Stored data entries
PR #158, opened 2018-02-05
Refactor postcode screen to generic screener

aldavidson:
There should be no visible difference to the user, but behind the scenes:
* screener answers are now stored in a dependent record (screener_answers)
* the functionality that was in the PostcodeScreenXYZ classes has all been refactored into a generic Screener task, with a Postcode step


db/migrate/20180205113216_add_screener_answers.rb
```diff
@@ -0,0 +1,9 @@
+class AddScreenerAnswers < ActiveRecord::Migration[5.1]
+  def change
+    create_table :screener_answers do |t|
```
zheileman: We use `uuids` for primary keys in all tables. Not that it really matters in this table as we are not going to expose the records publicly for CRUD or anything like that, but for consistency, it might be a good idea to continue using uuids. Just adding `id: :uuid` will do the trick. Otherwise it generates a numeric ID pk by default.

Also, maybe timestamp fields (`t.timestamps null: false`) could be interesting if we were to do internal analysis of records in this table, to order and group by date, and create reports 🤔

db/migrate/20180205113239_move_children_postcodes_to_screener_answers.rb
```diff
@@ -0,0 +1,15 @@
+class MoveChildrenPostcodesToScreenerAnswers < ActiveRecord::Migration[5.1]
+  def up
+    C100Application.all.each do |app|
+      app.screener_answers.children_postcodes = app.children_postcodes
```
zheileman: This fails as, in my case, I have C100Application records but those are not yet linked to any `screener_answer` record so it returns `nil` and 💥 
I would personally get rid of this migration altogether as we've not released the service publicly yet and there is no harm in loosing local/test data. It might come back to bite us later.

db/schema.rb
```diff
@@ -290,4 +296,6 @@
   add_foreign_key "relationships", "c100_applications"
   add_foreign_key "relationships", "people"
   add_foreign_key "relationships", "people", column: "minor_id"
+  add_foreign_key "relationships", "people", column: "child_id"
```
zheileman: This line needs to go. The valid one is the other, with `minor_id`

spec/controllers/steps/postcode_screen/children_postcodes_controller_spec.rb
```diff
@@ -1,6 +1,6 @@
-require 'rails_helper'
```
zheileman: To be removed.

spec/controllers/steps/postcode_screen/children_postcodes_controller_spec.rb
```diff
@@ -1,6 +1,6 @@
...
+# require 'rails_helper'
```
zheileman: To be removed.

spec/forms/steps/postcode_screen/children_postcodes_form_spec.rb
```diff
@@ -1,44 +1,44 @@
-require 'spec_helper'
```
zheileman: To be removed.

aldavidson:
rebased from master & pushed

PR #162, opened 2018-02-07
Implement C8 details confidentiality

zheileman:
If the applicant enables the confidentiality of personal details,
then the C100 PDF form will hide a limited set of details and will
generate an extra C8 form with the omitted details.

## TASK
Tally the lines above containing "with". Number only.

## EXERCISE SOLUTION
3